#### [Task statement]
Across the records that follow, determine how many lines contain "involve" and give only the resulting number.

#### [Task material]
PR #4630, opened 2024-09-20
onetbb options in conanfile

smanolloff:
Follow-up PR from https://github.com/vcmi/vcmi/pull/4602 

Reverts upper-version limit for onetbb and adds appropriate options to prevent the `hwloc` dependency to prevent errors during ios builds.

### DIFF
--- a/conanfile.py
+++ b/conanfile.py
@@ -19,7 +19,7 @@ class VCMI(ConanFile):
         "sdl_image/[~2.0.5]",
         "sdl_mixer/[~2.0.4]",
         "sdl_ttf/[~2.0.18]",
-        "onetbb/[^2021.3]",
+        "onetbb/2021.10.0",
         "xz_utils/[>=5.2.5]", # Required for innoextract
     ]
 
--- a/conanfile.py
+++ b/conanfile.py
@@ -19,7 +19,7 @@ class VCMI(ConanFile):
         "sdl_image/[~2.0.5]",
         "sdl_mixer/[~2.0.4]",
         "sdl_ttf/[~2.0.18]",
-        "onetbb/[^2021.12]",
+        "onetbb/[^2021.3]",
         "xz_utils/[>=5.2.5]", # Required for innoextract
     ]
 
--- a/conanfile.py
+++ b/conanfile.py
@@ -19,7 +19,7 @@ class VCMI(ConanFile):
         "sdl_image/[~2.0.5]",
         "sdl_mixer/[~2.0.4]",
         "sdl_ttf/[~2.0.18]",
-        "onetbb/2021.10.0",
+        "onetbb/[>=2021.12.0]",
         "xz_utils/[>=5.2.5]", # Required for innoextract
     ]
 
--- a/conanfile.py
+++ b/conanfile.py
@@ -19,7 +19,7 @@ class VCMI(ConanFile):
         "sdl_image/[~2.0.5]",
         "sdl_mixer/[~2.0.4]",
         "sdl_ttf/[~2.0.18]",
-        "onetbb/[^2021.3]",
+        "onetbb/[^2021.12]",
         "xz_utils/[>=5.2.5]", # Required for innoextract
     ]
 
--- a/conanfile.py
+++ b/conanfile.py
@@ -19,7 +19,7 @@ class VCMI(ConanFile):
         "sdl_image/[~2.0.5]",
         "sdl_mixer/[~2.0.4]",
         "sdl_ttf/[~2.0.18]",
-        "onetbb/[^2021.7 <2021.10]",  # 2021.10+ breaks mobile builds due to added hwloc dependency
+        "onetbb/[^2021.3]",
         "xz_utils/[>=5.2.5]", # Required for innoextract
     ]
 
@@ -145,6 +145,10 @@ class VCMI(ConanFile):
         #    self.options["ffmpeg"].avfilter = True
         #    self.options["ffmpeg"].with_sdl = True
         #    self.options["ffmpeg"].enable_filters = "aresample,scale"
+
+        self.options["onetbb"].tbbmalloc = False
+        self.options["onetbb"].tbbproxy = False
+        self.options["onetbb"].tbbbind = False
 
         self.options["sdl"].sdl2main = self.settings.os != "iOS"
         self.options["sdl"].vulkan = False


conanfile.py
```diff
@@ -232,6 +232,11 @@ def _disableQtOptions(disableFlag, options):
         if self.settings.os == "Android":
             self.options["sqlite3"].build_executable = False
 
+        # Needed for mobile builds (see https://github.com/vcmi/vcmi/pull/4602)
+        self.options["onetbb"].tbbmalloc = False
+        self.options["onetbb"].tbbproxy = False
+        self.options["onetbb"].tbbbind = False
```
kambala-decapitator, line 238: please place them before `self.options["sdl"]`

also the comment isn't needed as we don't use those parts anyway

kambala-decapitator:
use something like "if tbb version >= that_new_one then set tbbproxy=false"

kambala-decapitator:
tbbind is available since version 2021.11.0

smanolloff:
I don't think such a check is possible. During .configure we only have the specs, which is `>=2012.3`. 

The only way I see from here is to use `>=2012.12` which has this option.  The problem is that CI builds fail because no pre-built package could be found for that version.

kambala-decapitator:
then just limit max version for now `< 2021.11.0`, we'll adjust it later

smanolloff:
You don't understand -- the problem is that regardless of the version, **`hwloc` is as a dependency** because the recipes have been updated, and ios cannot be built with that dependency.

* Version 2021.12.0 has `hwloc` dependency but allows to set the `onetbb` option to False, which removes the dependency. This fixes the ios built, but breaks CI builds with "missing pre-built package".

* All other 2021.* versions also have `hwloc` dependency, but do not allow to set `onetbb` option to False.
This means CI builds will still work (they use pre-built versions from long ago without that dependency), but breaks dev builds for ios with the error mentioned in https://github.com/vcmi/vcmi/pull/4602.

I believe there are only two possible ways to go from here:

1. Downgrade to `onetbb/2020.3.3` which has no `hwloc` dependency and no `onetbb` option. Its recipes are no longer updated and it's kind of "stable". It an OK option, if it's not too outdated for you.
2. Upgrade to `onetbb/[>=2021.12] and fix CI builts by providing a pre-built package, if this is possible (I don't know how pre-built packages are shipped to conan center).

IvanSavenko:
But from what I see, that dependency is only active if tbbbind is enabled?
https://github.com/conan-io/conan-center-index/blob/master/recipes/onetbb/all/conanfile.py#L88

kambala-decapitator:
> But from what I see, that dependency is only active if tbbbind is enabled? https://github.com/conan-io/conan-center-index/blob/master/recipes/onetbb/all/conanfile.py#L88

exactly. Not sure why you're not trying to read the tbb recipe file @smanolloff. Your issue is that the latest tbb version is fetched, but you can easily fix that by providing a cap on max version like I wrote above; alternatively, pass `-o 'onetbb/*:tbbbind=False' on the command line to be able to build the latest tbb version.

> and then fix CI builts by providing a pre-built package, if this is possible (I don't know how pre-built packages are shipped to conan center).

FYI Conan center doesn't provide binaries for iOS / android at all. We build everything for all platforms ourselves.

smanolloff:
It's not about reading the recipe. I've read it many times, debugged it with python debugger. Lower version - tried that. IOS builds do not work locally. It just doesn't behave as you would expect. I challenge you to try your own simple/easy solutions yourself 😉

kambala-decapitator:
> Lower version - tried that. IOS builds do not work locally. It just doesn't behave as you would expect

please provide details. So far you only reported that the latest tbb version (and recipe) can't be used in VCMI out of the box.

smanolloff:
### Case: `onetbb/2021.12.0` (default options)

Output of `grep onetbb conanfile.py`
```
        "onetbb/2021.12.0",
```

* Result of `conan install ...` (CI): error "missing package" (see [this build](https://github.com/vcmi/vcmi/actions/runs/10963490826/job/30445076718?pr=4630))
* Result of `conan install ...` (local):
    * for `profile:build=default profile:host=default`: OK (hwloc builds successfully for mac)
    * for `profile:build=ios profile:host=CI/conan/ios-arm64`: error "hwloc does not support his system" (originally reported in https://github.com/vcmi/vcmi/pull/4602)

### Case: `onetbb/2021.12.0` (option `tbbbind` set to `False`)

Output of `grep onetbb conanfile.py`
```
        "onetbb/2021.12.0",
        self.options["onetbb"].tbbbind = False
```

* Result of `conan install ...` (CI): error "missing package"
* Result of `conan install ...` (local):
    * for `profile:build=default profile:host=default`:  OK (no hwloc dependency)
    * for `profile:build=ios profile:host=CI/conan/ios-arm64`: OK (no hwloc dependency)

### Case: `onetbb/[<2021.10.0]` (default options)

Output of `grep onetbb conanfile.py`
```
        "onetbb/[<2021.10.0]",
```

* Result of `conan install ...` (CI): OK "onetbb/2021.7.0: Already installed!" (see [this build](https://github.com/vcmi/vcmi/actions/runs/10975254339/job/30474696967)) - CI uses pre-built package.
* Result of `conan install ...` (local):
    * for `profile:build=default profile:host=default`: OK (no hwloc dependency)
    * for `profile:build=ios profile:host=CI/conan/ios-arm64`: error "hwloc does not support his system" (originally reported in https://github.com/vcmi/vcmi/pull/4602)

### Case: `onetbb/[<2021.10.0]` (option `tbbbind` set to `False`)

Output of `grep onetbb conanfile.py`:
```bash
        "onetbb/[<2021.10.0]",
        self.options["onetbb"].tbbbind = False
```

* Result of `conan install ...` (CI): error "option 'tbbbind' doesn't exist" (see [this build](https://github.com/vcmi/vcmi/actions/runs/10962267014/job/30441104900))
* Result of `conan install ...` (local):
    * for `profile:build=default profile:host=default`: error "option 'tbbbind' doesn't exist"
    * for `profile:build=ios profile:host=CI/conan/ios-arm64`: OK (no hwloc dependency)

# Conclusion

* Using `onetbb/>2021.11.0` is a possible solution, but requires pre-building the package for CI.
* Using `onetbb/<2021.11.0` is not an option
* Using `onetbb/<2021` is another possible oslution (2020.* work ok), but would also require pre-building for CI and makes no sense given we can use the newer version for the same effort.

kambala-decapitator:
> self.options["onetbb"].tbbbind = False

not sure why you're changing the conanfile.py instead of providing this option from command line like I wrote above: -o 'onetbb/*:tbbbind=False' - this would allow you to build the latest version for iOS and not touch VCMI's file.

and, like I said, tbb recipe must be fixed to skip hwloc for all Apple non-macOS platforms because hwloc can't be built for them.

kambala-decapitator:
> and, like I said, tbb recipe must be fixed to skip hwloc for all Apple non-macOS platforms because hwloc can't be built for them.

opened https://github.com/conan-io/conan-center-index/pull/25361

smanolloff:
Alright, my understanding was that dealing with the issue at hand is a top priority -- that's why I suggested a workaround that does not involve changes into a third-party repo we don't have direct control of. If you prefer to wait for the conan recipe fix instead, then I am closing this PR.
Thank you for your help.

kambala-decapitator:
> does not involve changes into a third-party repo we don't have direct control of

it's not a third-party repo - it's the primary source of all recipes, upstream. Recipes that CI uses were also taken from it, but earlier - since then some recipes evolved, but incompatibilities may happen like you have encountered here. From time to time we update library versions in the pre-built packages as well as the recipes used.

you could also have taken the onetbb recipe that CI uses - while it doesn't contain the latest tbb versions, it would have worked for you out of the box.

#### [Answer for the task]
2